With the winter months approaching, would I be able to buy some ONR and use it as a spray on, wipe off type product? If I cleaned my car once a week, would it be possible to spray this on, leave it to dwell, and wipe it off every few days, just to keep on top of things or does it need water?

Dan


----------



## Guru (Aug 28, 2013)

Have a read of these -

http://www.detailingworld.co.uk/forum/showthread.php?t=195294

http://www.detailingworld.co.uk/forum/showthread.php?t=138013


----------



## Blackmondie (Mar 13, 2011)

to be honest, IF that ia what you want, buy a dedicated Waterless wash instead of a rinseless wash. rinselesses do need more water. don't think ONR is a miracle product. it has limits


----------



## m1pui (Jul 24, 2009)

You're describing, as blackmondie said, a waterless wash (EcoTouch, Megs Wash & Wax) rather than a rinseless wash (ONR, Low On Eau).

With ONR, you'd still need a spray bottle and wash bucket of water/ONR solution and a sponge or mitt or MF Cloths to clean and a drying towel.
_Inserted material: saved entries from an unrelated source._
PR #3379, opened 2026-04-23
feat(sdk): HealthCheck(ctx, service)

### LINKED ISSUE #3370: SDK: Expose public method for post-creation platform health/connectivity check
### Background
The Go SDK currently supports platform connectivity validation only at client creation time via `sdk.WithConnectionValidation()`. This calls the internal (unexported) `validateHealthyPlatformConnection` function, which uses the gRPC health check protocol (grpc.health.v1.Health/Check).

### Problem
Consumers like [Data Harbor](https://github.com/virtru-corp/data-harbor) need to validate platform connectivity after SDK creation — specifically for use in Kubernetes readiness probes. Today the only option is to validate during `sdk.New()`, which means a connectivity failure surfaces as a fatal error in `main.go` rather than a recoverable readiness check failure.

### Proposed Changes Options
1) Expose a public `ValidateConnection()` method on SDK — surfaces the same logic currently used by WithConnectionValidation() so it can be called on-demand after client creation.
2) Expose the health client — make the health client (currently internal, created [here](https://github.com/opentdf/platform/blob/cd931d9a46083151d9cd2a2efea4bd447c43f5cc/sdk/sdk.go#L217)) accessible so consumers can use it directly for custom health check flows.

### Use case
A downstream service (e.g. Data Harbor) creates the SDK instance once at startup, then uses the exposed health check in its K8s readiness probe to report whether the platform is reachable — allowing the pod to go not-ready and stop receiving traffic rather than crashing outright.

pflynn-virtru:
Closes #3370.

## Summary

Adds `SDK.HealthCheck(ctx context.Context, service string) (HealthStatus, error)` so downstream services can run readiness probes through the SDK instead of open-coding `http.Client.Get(healthzEndpoint)`.

## Relationship to #3370

Issue #3370 proposed two options: (1) a public `ValidateConnection()` surfacing the logic behind `WithConnectionValidation()`, or (2) exposing the internal health client.

This PR implements option 1 with two intentional enhancements over the issue description:

- **Named `HealthCheck` rather than `ValidateConnection`.** The gRPC Health v1 RPC it wraps is named `Check`, and "health check" is the canonical term across the ecosystem (k8s probes, gRPC tooling, ALBs, envoy). `ValidateConnection` implies a one-shot connectivity validation; the new method can also be pointed at a specific registered service or all services, so the broader name better matches the capability.
- **Per-service `service string` argument and typed `HealthStatus` return.** The platform's health handler already accepts a `service` field and distinguishes SERVING / NOT_SERVING / UNKNOWN. A `ValidateConnection() error` that only returned nil-or-error would collapse the NOT_SERVING and transport-failure cases into one outcome. The richer return lets a k8s probe distinguish "platform down" from "platform up but KAS not ready" without unwrapping error chains.

If reviewers prefer the narrower `ValidateConnection() error` shape from the issue, I'm happy to add a thin wrapper alongside `HealthCheck` — or swap the name entirely — without changing the implementation.

## Motivation

Downstream consumers today probe with:

```go
resp, err := sdk.Conn().Client.Get(healthzEndpoint)
```

This pattern has four problems:

1. **No context** — `http.Client.Get` hardcodes `context.Background()`.
2. **Timeout is client-wide** via `http.Client.Timeout`, so capping the probe also caps every other RPC sharing the client.
3. **Bypasses interceptors** (auth, audit, caller-injected OTEL) — they live on `Conn().Options`, not on the HTTP client.
4. **Collapses three distinguishable states** (unreachable / NOT_SERVING / unknown service) into one error.

The platform's health handler already supports per-service probes via the gRPC Health v1 `service` field. This method exposes that surface with full ctx / interceptor propagation.

## API

```go
type HealthStatus int

const (
    HealthStatusUnknown HealthStatus = iota
    HealthStatusServing
    HealthStatusNotServing
)

const ErrHealthCheckUnsupported = Error("health check not supported in IPC mode")

func (s SDK) HealthCheck(ctx context.Context, service string) (HealthStatus, error)
```

`service` selects scope:
- `""` — reachability check (handler responds).
- `"all"` — iterate every registered readiness probe.
- other — specific named service (e.g. `"kas"`, `"authorization"`).

Uses `s.conn.Options` so caller-injected `otelconnect.NewInterceptor()` (via `WithExtraClientOptions`) fires automatically. **No new SDK dependency on `go.opentelemetry.io/otel`.**

## Readiness-probe example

There is a bucketless method, but I've never used it personally so couldn't advise on that.


----------



## Rayner (Aug 16, 2012)

As per Lowepete's posts it can be used in the sane fashion as a waterless but if you've got a fair bit of mileage this time of year your best not to use it that way. It does work though and works well. Just use common sense


----------



## Blueberry (Aug 10, 2007)

At this time of year I wouldn't be using it as a waterless wash, not with salt and grit on the roads.


----------



## Lowiepete (Mar 29, 2009)

*My Post #3000 - about ONR again!!!!*

I would no more advocate using a waterless product than a rinseless one with
a waterless technique when there is salt present. There is one over-riding
consideration with salt which means that you _must_ apply sufficient water
to the surface for the salt to fully dissolve!
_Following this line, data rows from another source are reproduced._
PR #3389, opened 2026-04-23
chore(ci): document why protocol/go is excluded from partial go.work

marythought:
## Summary

- Adds comments to the `sdk`, `service`, and `otdfctl` cases in `.github/scripts/work-init.sh` explaining why `protocol/go` is intentionally excluded from the partial workspace

## Context

The partial `go.work` generated by `work-init.sh` deliberately omits upstream deps like `protocol/go`. This ensures they must be released and tagged before downstream components (sdk, service, otdfctl) can be released — using local source would mask unreleased `protocol/go` changes and allow tagging a component against an unpublished version.

This wasn't documented in the script, which led to confusion (including the original version of this PR, which tried to add `protocol/go` to the workspace). Adding comments so future contributors and AI tools don't repeat the mistake.

## Test plan

- [x] `shellcheck .github/scripts/work-init.sh` passes
- [ ] CI passes on this PR

## Summary by CodeRabbit

* **Chores**
  * Added clarifying documentation to internal initialization scripts regarding dependency handling.

### DIFF
--- a/.github/scripts/work-init.sh
+++ b/.github/scripts/work-init.sh
@@ -45,12 +45,14 @@ sdk)
   rm -f go.work go.work.sum &&
     go work init &&
     go work use ./sdk &&
+    go work use ./protocol/go &&
     go work use ./service &&
     go work use ./examples
   ;;
 service)
   rm -f go.work go.work.sum &&
     go work init &&
+    go work use ./protocol/go &&
     go work use ./service &&
     go work use ./examples
   ;;
@@ -63,6 +65,7 @@ otdfctl)
   rm -f go.work go.work.sum &&
     go work init &&
     go work use ./otdfctl &&
+    go work use ./protocol/go &&
     # service and examples are needed for release branch checks
     go work use ./service &&
     go work use ./examples
--- a/.github/scripts/work-init.sh
+++ b/.github/scripts/work-init.sh
@@ -42,17 +42,20 @@ lib/ocrypto | lib/fixtures | lib/flattening | lib/identifier | protocol/go)
   echo "[INFO] skipping for leaf package"
   ;;
 sdk)
+  # NOTE: protocol/go is intentionally excluded. Upstream deps like protocol/go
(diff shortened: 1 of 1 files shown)


.github/scripts/work-init.sh
```diff
@@ -45,12 +45,14 @@ sdk)
   rm -f go.work go.work.sum &&
     go work init &&
     go work use ./sdk &&
+    go work use ./protocol/go &&
```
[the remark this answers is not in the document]
marythought: @dmihalcik-virtru @elizabethhealy should I add these others? Seems harmless to add them but just checking in case they are excluded for a reason

.github/scripts/work-init.sh
```diff
@@ -45,12 +45,14 @@ sdk)
...
     go work use ./service &&
```
c-r33d, line 52: Is service still needed here? As I understand the use of this script, it is to ensure that a release is not depending on unreleased changes, but SDK does not depend on service.

c-r33d: Believe it is since the calling workflows will start the service.

c-r33d (dismissed):

.github/scripts/work-init.sh
marythought: I'll merge this and look into that as followup (as well as the other two open questions above)
edit: jk looks like I need 2!

dmihalcik-virtru (changes requested):
No, the point of this code is to explicitly require all 'upstream' dependencies to be released first. With this change, you will be able to tag `sdk` with a version of `protocol/go` that does not contain required features

marythought:
> No, the point of this code is to explicitly require all 'upstream' dependencies to be released first. With this change, you will be able to tag `sdk` with a version of `protocol/go` that does not contain required features

Gotcha -- ok, I'll update this PR to add a note that this is purposeful so we/AI doesn't get tripped up about it in the future!

dmihalcik-virtru (approved):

This dissolve _must_ happen before you start to wipe, else the salt behaviour
will be akin to sharp sand! You don't need to flood the place either, so you
will still use less water than the 2BM and not create a small ice-rink.

There is a further fly in the ointment in that road salt is now often mixed with
industrial molasses, to make the salt stick to the road better. Of course, it 
follows that it sticks better to whatever else it touches too. ONR will happily
dissolve this salt / molasses mix, but you do need to give it time. Just watch 
the surface very closely when you pre-spray and if needs be give it a 2nd go.
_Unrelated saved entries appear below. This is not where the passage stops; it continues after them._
PR #3398, opened 2026-04-24
feat(policy): hydrate resource_mappings on ListAttributes values

KevLehman:
## Summary

- `policy.attributes.AttributesService/ListAttributes` now returns `resource_mappings` on every `Value`, matching the shape already produced by `GetAttributeValuesByFqns` and already advertised in the generated OpenAPI spec.
- The SQL change extends `listAttributesDetail` with a pre-aggregated `value_resource_mappings` CTE (same pattern used by `listAttributesByDefOrValueFqns`), so mappings are hydrated without introducing row-explosion through the main `GROUP BY`.
- No proto change. No new request toggle. No behavior change for callers that ignore the new field.

### Before / after

Before (trimmed):

```json
{
  "id": "…",
  "value": "topsecret",
  "fqn": "https://demo.com/attr/classification/value/topsecret",
  "active": true
}
```

After:

```json
{
  "id": "…",
  "value": "topsecret",
  "fqn": "https://demo.com/attr/classification/value/topsecret",
  "active": true,
  "resourceMappings": [
    { "id": "…", "terms": ["ts", "top-secret", "top_secret"] }
  ]
}
```

Reproduction:

```bash
grpcurl -plaintext -d '{"pagination":{"limit":500}}' \
  localhost:8080 policy.attributes.AttributesService/ListAttributes
```

### Why

Clients that need label/term data (UI pickers, classifiers, policy editors) currently have to enumerate FQNs via `ListAttributes` and then batch‑hydrate them through `GetAttributeValuesByFqns` (250 FQN cap per call). The OpenAPI spec already documents `resourceMappings` on `ListAttributes`, so the current server response is inconsistent with the schema clients read. Hydrating directly collapses the two round trips into one.

### Implementation notes

- `listAttributesDetail` gets a new CTE (`value_resource_mappings`) keyed by `attribute_value_id`, producing a `JSON_AGG` of `{id, terms, group}` per value — exactly the shape `listAttributesByDefOrValueFqns` emits.
- The CTE is joined once against the flattened `avt` subquery by `av.id`. Row count per attribute definition is unchanged (one row per value), so `JSON_AGG … FILTER (WHERE avt.id IS NOT NULL)` and the `GROUP BY ad.id, n.name, fqns.fqn` + `COUNT(*) OVER()` pagination continue to behave the same.
- `Value` already declares `repeated ResourceMapping resource_mappings = 10;`, so the Go DAO (`attributesValuesProtojson` → `protojson.Unmarshal`) picks up the new field automatically. No scanning code changed.
- `GetAttribute` is intentionally out of scope — it uses the separate `getAttribute` query and was left unchanged.

### Out of scope

- `subject_mappings` / `kas_keys` / `grants` / `obligations` / value-level `metadata` hydration on `ListAttributes`. Each is its own JOIN and its own tradeoff, tracked as follow-ups.

## Test plan

- [x] `go build ./service/...`
- [x] `go vet ./service/policy/... ./service/integration/...`
- [x] `golangci-lint run -c .golangci.yaml ./policy/db/...` — 0 issues
- [x] `go test ./service/policy/...` — 761 passed
- [x] `go test -run '^TestAttributesSuite$' ./service/integration/...` — 92 passed (includes new `Test_ListAttributes_HydratesResourceMappings`)
- [x] `go test -run '^TestAttributeFqnSuite$' ./service/integration/...` — 38 passed
- [x] `go test -run '^TestResourceMappingsSuite$|^TestAttributeValuesSuite$|^TestNamespacesSuite$' ./service/integration/...` — 161 passed

## Summary by CodeRabbit

* **New Features**
  * Attribute listings now include resource mapping information for each attribute value.

* **Tests**
  * Added integration test verifying resource mappings are properly populated for attribute values, including both grouped and ungrouped mappings.

### DIFF
--- a/service/integration/attributes_test.go
+++ b/service/integration/attributes_test.go
@@ -14,6 +14,7 @@ import (
 	"github.com/opentdf/platform/protocol/go/policy/attributes"
 	"github.com/opentdf/platform/protocol/go/policy/kasregistry"
 	"github.com/opentdf/platform/protocol/go/policy/namespaces"
+	"github.com/opentdf/platform/protocol/go/policy/resourcemapping"
 	"github.com/opentdf/platform/protocol/go/policy/unsafe"
 	"github.com/opentdf/platform/service/internal/fixtures"
 	"github.com/opentdf/platform/service/pkg/db"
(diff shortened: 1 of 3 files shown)


jakedoublev:
@KevLehman Thanks so much for contributing! We discussed as a team and, while this may be a useful thing to have back from `ListAttributes`, we want to avoid additional response overhead since this RPC is on a lot of hot paths. We are also considering either more granular APIs for specific use cases or possible selectors/expanders, which both have their own tradeoffs. All of that said, we can't quite move forward with this at the moment, but we appreciate the idea and will definitely keep it in mind.

KevLehman:
Hey, thanks for checking.

Would you be open to do this change on the API only? when calling v2.ListAttributes?

That way, we would have the information needed without having to do a 2nd (+n) paginated call to ListResourceMappings and map locally

marythought:
Hi @KevLehman — thanks again for the PR!

Of the use cases you list (UI pickers, classifiers, policy editors), the classifier path is exactly what the Virtru Data Security Platform Tagging Service is built for. Instead of clients pulling label/term data and resolving locally, you send content (or already-extracted tags) to the Tagging Service and get back normalized attribute FQNs — synonym dictionary and resource mappings stay server-side, no client enumeration needed.

Hand-rolled in client:
1. Enumerate via `ListAttributes` / `GetAttributeValuesByFqns` (and pay the 250-FQN cap)
2. Resolve label → FQN locally
3. Call `GetDecisions` with FQNs

With the Tagging Service:
1. Send content (or tags) → Tagging Service returns FQNs
2. Call `GetDecisions` with FQNs

One thing worth calling out: keeping that logic server-side means changes to the synonym dictionary, resource mappings, or extraction rules land as Tagging Service config inside DSP — no client redeploy, no SDK upgrade, and no version skew between what your client thinks the labels are and what the policy says they are.

We're also actively working on an SDK helper that wraps `(identity + content) → allowed/denied` into a single call — tag normalization and decision in one step. Happy to share more once it's a bit further along!

Glad to walk through the Tagging Service fit if useful.

 -- Mary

Do one panel at a time, following BigPikle's video routine, but with one major 
change. When it comes to drying, do it with a further spray of ONR using my 
bucketless technique. The ONR will take a bit longer to evaporate, but it still 
won't leave water-spots.

As mentioned, winter washing is just using common sense with whatever 
method you use. If there's _any_ salt, then start with ONR in a bucket with
a mitt / sponge wash to remove the worst. You will use much more of the
pre-spray liquid than you do in summer. Usually, ONR will give you its own
indicator of when it's ready to be wiped. Just give it a second spraying and
watch for dirt movement.

Regards,
Steve


----------



## Blackmondie (Mar 13, 2011)

I have never asked for a 3000th post as the link to both threads are given.

I also believe that, as a waterless wash is not named a rinseless wash, they are both different products, each made for their own purpose. As I already said, ONR is not a miracle product and has limits. 
A waterless wash is made to be used WITHOUT water. a rinseless wash is made to use WITH water, but doesn't need a rinse.

as in winter, I wouldn't recomand a waterless wash any more or less then a rinseless wash or even more or less then a standard 2BM. just keep your head at it and think before you use something. None of them are designed / made to be used with ignorance.

if you have any salt or sludge on your car, just go to the coin up and go over it with a jet wash to get it off. then do a waterless of rinseless.


----------



## Lowiepete (Mar 29, 2009)

Blackmondie said:


> I have never asked for a 3000th post as the link to both threads are given.


Clearly the irony is lost on you :lol:

Regards,
Steve


----------